Лунный шторм - страница 32
Изабелла приносит мне большое махровое полотенце, после чего, родительским тоном велит стоять смирно, сама вытирает мою голову. Я молчу, только жмурясь и пытаясь не улыбаться словно дура. Забавно… Она ниже меня, отчего ей приходится вставать на носочки, и это так мило.
– Бегом в ванную. Я принесу тебе сухие вещи, а это можешь бросить в стирку, – наставляет японка.
Расслышав незнакомые голоса на кухне, я вытянула шею и вопросительно взглянула на женщину.
– У вас гости?
– Да, – на ходу отвечает Изабелла, – но пришли они к тебе.
Сбитая с толку подобным заявлением, я побеждаю своё любопытство и плетусь лениво в душ, который стал панацеей от недуга в виде замершего тела. Горячие струи воды, охватывающие мою обнаженную спину, выпирающие позвонки, грудь, плечи, кисти рук, где красуются шрамики, как будто расплавляют оковы. Выдавив молочко для тела себе на ладонь, я принимаюсь намыливать сперва живот, а потом остальные части туловища, задержав взгляд на тыльной стороне ладони.
Шрам от ожога загудел, словно он совсем недавний и его все ещё беспокоят внешние раздражители, типа горячей воды, соли или приправы. Как-то однажды Ханна сказала мне, что зудят раны, оставленные кем-то на нашем теле или душе потому, что эти люди нас вспоминают. И знаете, мне совсем не хочется думать об этом, однако мысли сами залетели в голову, кружась по кругу, как чокнутая оса, грозя ужалить кого-нибудь. Если человек, подаривший мне этот шрам и вправду сейчас думает обо мне, то это начало конца. Ненависть превращает нас в безумцев, но какой безумец живет без ненависти? Живой пример тот самый парень, имя которого, как имя темного лорда, называть нельзя. А то мало ли… несчастье случится?

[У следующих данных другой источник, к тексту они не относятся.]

PR #552, opened 2018-06-08
Feature/fifo sociogram bucket

### LINKED ISSUE #401: Teaching protocol: node bin sort order should be first in first out.
The sort order for the node bin on the sociogram interface should be changed to "first in, first out".

rebeccamadsen:
Resolves #401. This allows the sociogram nodebin bucket to have a first in, first out sort order, using the "*" to specify it and the nodes' positions in the array to sort on. 

This also updates the education protocol to use this sort.

If this is alright, I could also update the wiki.


jthrilly:
Do you think we could generalize this functionality so that it works for every node container that is sortable? So that would include node lists, too. The reason I ask is that I would prefer we not have multiple different approaches to sorting. 

@wwqrd - I think you had an idea about how to achieve this using loadash rather than a library. Do you mind saying more about what it is here?

jthrilly:
It just occurred to me that Steve is also changing the API for sorting a little bit (I believe). This could be an opportunity to update that, too.

rebeccamadsen:
It sounded in slack like Steve was in favor of merging this, and then he would build off this with some additional updates. But I could have the timing off on which comment was earlier. I'm happy to take a look at generalizing this, but don't want to overlap too heavily with ongoing efforts by Steve.

wwqrd:
Yep I think merge this in, I haven't started work on this yet and I think it'll be easier to manage with less moving pieces.

jthrilly:
Okay, let's merge it then. But we must make sure that when we update the other components with node sorting that they inherit this functionality.

PR #554, opened 2018-06-15
Fix/graphml export updates

### LINKED ISSUE #406: GraphML exporting doesn't work for the teaching protocol
Numerous reports that exporting as graphML doesn't work when using the teaching protocol. This functionality needs a review, since it has likely become out of sync since we implemented the variable registry and changed several APIs.

rebeccamadsen:
Fixes #406. This adds a check for variable type in the variableRegistry first. Variables with type 'layout' are given two keys with type 'double' -- in the form [variable]X and [variable]Y. The types use a typeof check if there are no specifications in the variableRegistry.

To verify, before this, any location variables were stored as a string. Now they should be two separate variables in the graphML, one for "x" and one for "y" locations. Also, if you have a numeric value in a text field, prior to this it would have been classified as a number (either "double" or "int"). But here, if the type in the variableRegistry is "text" then its key will be a "string" regardless of typeof values. Conversely, some form data is stored as "string"s even if they are numeric. This checks values of the fields for numeric content.

Other known types may need to be added in the future.


src/containers/ConcentricCircles/NodeLayout.js
```diff
@@ -30,7 +30,7 @@ const dropHandlers = compose(
     onDrop: props => (item) => {
       props.updateNode({
         uid: item.meta.uid,
-        [props.layoutVariable]: relativeCoords(props, item),
+        [props.layoutVariable]: { type: 'layout', ...relativeCoords(props, item) },
```
jthrilly: I think there might have been some confusion about this part. Basically, I don't want to "pollute" the node properties with variable type info. The ExportData methods shouldn't need additional properties on the nodes. It should just be able to look at the variable name, look up its type in the variable registry, and when it finds that it is a layout variable parse it in the appropriate way.

src/utils/ExportData.js
```diff
@@ -17,7 +19,45 @@ const setUpXml = () => {
...
 
-const generateKeys = (graph, graphML, elements, type, excludeList) => {
+const getVariableInfo = (variableRegistry, type, element, key) => (
+  variableRegistry[type] && variableRegistry[type][element.type] &&
+  variableRegistry[type][element.type].variables &&
+  variableRegistry[type][element.type].variables[key]
+);
+
+const isVariableRegistryExists = (variableRegistry, type, element, key) => {
+  const knownTypes = ['boolean', 'text', 'number', 'categorical', 'ordinal', 'checkbox',
```
jthrilly: I think we need to be careful with this list. I realize a lot of these 'types' were present previously, but the list needs to be revised now that we have a new system that allows us to differentiate between variable types and input components. So, specifically:

- checkbox is an input type - should be removed. It is covered by the boolean type
- enumerable is another word for ordinal
- options is another word for categorical (at least, they refer to the same thing)

src/utils/ExportData.js
```diff
@@ -53,6 +104,10 @@ const generateKeys = (graph, graphML, elements, type, excludeList) => {
               keyElement.setAttribute('attr.type', 'string');
             }
             break;
+          case 'text':
+          case 'categorical':
+          case 'enumerable':
```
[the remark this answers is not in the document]
jthrilly: See comment above about removing this.

src/utils/ExportData.js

Капли воды, разбивающиеся о ванную, возвращают меня в реальный мир, а стук в дверь лишь закрепляет данный эффект.
– Рэйчел, это я. И я вхожу, – сообщает Изабелла, но голос её слышался приглушенно из-за шума воды.
Спрятавшись за шторкой, я выглядываю из своей «крепости», наблюдая за действиями японки. Она кладёт стопку одежды на шкафчик с туалетными принадлежностями и, даже не обратив в мою сторону внимания (за что спасибо), покидает комнату. Уже через десять минут я стояла перед зеркалом и сушила волосы. Что же делать с моей одеждой? Я не уверена, что она высохнет хотя бы до завтрашнего утра, не говоря о сегодняшнем вечере.
Почему такие ситуации продолжают преследовать лишь меня? Устало фыркнув, выключаю фен и поправляю чёрный свитер Изабеллы, который пропах её духами: тонкий аромат лилии, не режущий кончик носа. Не знаю почему, но лилия у меня ассоциируется с книгами, а книги с Изабеллой. Замкнутый круг.
Выхожу в коридор. На кухне до сих пор слышится звон бокалов, громкий мужской смех и всякие разговоры. Похоже, придётся представиться, тем более ранее мне сообщили, что гость явился по мою душу.
– О, вот и она, – застал меня в дверях папа с румяными щеками; видно, перепил, – знакомься, Фил, это моя дочь. Рэйчел.
Я, в недоумении глядя то на одного человека, то в сторону нарезающей торт хозяйки, муравьиными шагами плетусь вперёд, к покидающему своё место неизвестному джентельмену.
На вид ему лет тридцать пять-девять. Он худой и высокий, похож на бизнесмена или политика; его бледное лицо гладко выбрито, но под определённым освещением заметны следы растительности. Острые скулы, нос длинный и узкий и добрые, необычно яркие голубые глаза. Он протягивает мне ладонь в честь знакомства, и я, нацепив вежливую улыбку, приветствую его.